Segment Open
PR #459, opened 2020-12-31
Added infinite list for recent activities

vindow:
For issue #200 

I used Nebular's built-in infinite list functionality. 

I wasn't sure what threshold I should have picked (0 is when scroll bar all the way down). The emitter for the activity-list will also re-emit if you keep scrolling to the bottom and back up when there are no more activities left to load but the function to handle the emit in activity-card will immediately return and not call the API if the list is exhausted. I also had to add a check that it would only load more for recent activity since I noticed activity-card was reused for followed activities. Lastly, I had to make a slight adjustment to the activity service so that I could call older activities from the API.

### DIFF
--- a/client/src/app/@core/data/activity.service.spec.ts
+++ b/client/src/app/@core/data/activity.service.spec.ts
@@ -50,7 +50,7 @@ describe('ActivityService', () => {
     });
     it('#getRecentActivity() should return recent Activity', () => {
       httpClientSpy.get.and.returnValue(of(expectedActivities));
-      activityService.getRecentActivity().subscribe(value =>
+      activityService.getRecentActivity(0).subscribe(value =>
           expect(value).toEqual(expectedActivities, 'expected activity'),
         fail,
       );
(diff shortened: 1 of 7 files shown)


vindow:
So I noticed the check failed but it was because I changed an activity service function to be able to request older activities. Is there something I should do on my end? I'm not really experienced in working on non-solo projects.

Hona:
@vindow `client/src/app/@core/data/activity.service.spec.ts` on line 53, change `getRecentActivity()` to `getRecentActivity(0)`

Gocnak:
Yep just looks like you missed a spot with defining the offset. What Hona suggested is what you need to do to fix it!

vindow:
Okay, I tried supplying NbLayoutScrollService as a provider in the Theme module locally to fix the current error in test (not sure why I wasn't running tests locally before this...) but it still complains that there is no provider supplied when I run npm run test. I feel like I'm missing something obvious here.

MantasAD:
Segment Closed
Segment Open
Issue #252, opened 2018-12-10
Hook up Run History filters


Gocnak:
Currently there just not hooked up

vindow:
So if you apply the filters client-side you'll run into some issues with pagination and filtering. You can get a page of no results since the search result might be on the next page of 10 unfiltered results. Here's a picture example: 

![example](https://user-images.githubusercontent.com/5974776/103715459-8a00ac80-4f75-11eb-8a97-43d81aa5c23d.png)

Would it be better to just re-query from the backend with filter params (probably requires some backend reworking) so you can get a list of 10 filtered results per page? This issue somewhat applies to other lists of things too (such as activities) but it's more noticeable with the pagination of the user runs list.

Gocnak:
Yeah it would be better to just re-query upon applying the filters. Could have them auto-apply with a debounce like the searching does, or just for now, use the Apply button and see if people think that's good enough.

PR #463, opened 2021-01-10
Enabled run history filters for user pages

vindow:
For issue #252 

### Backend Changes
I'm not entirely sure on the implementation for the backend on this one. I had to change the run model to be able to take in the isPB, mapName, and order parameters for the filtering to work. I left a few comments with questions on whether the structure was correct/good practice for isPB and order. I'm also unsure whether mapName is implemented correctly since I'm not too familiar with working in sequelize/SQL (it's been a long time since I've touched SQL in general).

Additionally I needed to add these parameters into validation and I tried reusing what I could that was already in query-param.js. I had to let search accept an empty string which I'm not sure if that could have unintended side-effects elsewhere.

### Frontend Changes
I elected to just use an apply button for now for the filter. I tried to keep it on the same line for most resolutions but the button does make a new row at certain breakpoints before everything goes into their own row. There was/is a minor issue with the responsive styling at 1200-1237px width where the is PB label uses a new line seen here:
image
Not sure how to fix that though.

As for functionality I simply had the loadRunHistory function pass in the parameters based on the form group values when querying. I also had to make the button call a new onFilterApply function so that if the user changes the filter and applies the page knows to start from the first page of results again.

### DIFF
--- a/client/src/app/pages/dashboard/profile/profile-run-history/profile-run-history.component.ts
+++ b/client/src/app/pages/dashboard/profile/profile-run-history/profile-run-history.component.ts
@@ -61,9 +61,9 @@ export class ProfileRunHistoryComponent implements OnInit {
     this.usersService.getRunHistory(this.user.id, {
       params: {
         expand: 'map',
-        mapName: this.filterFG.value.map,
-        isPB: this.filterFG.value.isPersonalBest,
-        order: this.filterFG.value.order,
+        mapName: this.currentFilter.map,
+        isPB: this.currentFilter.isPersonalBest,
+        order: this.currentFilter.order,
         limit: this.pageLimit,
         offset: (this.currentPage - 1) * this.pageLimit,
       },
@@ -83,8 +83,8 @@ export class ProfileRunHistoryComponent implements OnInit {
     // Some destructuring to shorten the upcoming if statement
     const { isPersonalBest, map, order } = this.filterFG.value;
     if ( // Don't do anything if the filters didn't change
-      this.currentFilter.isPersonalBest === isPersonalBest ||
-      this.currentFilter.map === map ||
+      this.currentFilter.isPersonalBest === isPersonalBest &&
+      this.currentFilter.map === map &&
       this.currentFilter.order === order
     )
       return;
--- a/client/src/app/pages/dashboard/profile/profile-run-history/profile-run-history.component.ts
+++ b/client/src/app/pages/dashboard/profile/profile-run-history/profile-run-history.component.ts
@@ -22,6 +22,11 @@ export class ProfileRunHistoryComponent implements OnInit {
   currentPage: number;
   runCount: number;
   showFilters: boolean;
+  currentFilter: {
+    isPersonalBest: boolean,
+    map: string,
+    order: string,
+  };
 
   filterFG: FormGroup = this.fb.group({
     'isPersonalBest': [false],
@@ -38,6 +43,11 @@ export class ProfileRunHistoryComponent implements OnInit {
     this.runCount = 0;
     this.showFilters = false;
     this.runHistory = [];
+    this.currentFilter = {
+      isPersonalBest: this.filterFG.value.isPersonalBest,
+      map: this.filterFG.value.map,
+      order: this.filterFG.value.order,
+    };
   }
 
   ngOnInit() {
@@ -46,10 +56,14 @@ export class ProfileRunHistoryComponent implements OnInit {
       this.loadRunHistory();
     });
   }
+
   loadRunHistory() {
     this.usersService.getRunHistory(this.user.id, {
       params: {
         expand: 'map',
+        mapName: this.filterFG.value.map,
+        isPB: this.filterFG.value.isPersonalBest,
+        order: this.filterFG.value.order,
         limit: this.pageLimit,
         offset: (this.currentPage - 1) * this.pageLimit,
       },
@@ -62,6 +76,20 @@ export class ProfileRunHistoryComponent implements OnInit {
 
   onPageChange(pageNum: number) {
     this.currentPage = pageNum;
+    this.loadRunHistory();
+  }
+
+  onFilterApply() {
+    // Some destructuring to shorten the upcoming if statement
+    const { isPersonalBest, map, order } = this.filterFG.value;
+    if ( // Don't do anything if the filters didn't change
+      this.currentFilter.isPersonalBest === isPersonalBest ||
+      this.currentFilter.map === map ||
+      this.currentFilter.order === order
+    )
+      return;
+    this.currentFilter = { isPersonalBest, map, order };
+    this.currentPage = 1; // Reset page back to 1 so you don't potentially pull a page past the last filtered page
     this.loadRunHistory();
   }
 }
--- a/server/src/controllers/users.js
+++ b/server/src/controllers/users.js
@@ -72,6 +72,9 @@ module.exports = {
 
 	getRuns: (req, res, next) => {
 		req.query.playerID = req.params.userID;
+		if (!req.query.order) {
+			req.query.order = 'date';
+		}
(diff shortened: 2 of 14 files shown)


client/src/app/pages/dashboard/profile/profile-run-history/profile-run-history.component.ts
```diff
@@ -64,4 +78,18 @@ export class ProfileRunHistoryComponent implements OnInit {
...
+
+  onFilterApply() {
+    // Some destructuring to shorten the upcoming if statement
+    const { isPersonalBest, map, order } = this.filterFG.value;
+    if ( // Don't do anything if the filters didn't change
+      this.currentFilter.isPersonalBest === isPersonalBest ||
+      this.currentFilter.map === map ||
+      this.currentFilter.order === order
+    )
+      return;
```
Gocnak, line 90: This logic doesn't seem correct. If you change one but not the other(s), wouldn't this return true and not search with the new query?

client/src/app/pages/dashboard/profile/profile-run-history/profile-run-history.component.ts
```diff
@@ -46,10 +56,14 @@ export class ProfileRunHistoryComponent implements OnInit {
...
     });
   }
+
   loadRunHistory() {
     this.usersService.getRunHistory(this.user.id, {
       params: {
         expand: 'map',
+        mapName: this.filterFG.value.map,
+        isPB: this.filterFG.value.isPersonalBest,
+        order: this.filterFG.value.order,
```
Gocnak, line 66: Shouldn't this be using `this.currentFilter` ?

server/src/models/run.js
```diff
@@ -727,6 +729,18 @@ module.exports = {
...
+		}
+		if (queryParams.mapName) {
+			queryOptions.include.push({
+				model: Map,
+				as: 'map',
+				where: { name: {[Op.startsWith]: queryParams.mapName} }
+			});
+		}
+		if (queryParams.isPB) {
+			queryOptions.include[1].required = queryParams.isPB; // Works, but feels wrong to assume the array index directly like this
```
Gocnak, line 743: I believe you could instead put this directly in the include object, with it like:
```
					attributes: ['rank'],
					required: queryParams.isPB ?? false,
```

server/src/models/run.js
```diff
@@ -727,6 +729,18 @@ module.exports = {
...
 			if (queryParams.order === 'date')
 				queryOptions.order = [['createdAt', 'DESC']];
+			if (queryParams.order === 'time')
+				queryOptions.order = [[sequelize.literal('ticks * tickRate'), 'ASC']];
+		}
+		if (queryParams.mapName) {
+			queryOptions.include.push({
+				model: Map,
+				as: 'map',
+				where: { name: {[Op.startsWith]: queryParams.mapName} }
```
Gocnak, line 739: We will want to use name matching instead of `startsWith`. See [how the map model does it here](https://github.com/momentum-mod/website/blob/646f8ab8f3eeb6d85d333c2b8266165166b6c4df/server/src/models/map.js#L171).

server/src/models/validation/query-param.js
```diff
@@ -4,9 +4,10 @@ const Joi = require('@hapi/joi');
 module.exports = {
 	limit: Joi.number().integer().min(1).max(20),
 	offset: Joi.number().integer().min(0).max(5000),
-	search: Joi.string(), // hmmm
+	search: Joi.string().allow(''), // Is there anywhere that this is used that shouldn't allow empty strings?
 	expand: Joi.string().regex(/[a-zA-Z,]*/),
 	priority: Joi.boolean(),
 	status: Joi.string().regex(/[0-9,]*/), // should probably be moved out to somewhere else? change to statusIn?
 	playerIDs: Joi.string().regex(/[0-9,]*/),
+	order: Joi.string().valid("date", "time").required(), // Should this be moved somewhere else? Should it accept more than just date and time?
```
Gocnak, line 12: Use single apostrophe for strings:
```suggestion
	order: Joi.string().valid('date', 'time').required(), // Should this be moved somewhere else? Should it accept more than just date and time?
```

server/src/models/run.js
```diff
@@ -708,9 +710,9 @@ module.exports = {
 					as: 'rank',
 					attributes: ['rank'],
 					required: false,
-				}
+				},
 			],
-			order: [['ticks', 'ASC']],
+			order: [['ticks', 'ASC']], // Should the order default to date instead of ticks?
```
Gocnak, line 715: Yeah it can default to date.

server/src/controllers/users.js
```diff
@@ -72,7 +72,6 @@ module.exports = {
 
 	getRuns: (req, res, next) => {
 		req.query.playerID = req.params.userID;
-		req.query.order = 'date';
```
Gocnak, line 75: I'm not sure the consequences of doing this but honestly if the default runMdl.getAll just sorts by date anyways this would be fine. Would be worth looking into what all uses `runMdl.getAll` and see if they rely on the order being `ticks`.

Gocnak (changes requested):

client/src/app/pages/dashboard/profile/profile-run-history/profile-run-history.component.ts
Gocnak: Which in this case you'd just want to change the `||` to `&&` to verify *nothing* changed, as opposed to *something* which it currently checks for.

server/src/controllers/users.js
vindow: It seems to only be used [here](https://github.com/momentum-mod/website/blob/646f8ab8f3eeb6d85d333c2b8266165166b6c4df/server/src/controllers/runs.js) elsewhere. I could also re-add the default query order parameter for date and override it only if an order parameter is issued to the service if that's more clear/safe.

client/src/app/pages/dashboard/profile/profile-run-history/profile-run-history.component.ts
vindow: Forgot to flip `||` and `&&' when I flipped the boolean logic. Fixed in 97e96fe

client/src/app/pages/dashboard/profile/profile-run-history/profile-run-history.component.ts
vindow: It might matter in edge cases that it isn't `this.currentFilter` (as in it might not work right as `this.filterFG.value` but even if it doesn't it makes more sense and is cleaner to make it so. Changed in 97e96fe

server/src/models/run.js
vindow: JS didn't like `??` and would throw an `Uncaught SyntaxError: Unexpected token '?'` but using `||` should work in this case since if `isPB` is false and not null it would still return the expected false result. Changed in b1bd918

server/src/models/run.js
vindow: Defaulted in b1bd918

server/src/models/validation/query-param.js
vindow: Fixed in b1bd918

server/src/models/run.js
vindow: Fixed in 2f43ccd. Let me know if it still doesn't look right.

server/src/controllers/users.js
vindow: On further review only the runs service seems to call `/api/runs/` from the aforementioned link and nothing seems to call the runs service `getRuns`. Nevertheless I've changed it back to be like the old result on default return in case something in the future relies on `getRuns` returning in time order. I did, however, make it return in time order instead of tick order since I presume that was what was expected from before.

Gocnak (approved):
Segment Closed
Segment Open
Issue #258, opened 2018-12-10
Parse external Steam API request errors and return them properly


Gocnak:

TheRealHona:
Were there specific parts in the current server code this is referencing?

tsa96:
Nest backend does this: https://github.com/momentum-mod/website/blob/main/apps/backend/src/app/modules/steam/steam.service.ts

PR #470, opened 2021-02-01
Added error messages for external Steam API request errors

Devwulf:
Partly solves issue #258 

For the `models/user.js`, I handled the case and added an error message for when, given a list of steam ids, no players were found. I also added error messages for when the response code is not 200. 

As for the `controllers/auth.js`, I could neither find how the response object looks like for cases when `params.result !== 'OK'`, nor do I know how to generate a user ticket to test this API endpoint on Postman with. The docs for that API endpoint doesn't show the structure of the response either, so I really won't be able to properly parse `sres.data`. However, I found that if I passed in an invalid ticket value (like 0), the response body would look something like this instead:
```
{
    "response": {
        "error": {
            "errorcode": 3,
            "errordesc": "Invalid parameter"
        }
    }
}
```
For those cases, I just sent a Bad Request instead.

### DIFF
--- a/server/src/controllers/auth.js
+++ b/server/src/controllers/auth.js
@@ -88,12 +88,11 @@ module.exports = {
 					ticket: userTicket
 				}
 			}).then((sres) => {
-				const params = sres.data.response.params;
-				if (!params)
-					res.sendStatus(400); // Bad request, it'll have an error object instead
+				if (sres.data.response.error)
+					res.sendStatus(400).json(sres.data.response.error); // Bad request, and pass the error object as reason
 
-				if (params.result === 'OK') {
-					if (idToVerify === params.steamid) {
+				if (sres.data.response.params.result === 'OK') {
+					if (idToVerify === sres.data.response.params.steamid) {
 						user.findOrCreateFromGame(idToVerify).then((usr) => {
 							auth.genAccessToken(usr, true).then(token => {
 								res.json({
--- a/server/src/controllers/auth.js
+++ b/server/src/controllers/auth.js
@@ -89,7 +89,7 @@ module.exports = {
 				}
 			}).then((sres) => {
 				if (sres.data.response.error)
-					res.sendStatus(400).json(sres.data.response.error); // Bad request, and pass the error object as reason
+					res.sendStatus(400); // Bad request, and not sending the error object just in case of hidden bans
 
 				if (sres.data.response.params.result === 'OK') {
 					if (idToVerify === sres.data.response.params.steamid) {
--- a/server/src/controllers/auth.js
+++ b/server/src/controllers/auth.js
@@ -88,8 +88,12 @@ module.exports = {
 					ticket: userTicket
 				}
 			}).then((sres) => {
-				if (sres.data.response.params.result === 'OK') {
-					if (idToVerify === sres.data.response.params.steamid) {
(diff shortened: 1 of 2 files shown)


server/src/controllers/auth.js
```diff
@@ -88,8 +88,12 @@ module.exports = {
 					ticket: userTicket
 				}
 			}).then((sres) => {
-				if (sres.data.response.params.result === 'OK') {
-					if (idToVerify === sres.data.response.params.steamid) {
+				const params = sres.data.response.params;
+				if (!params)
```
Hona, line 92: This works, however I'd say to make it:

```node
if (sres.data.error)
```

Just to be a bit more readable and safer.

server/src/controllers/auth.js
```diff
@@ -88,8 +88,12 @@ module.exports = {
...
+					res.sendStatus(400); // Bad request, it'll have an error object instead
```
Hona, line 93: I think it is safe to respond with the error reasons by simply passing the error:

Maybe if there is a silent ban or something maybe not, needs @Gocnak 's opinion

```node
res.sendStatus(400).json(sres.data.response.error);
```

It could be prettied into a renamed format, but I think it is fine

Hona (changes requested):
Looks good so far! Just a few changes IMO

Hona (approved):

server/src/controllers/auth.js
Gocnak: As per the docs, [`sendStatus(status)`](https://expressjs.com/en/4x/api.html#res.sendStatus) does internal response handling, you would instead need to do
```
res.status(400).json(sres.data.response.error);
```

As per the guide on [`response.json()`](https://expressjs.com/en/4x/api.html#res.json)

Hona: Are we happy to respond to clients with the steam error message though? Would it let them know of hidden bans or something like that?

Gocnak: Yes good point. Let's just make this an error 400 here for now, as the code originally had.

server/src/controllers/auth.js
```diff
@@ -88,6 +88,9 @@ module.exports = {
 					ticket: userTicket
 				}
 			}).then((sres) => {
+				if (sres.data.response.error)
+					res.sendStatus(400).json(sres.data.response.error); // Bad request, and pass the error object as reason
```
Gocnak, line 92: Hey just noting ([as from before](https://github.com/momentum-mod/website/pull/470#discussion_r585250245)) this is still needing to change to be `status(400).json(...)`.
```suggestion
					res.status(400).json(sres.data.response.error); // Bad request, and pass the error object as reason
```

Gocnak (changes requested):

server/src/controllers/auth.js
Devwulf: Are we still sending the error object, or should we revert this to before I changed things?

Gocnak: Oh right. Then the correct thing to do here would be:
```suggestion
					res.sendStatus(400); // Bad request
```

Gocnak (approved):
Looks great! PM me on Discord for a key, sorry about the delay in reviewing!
Segment Closed
_Task instructions_: Count each line of the material that includes "loadRunHistory", and reply with only the count.

_Problem solution_: 6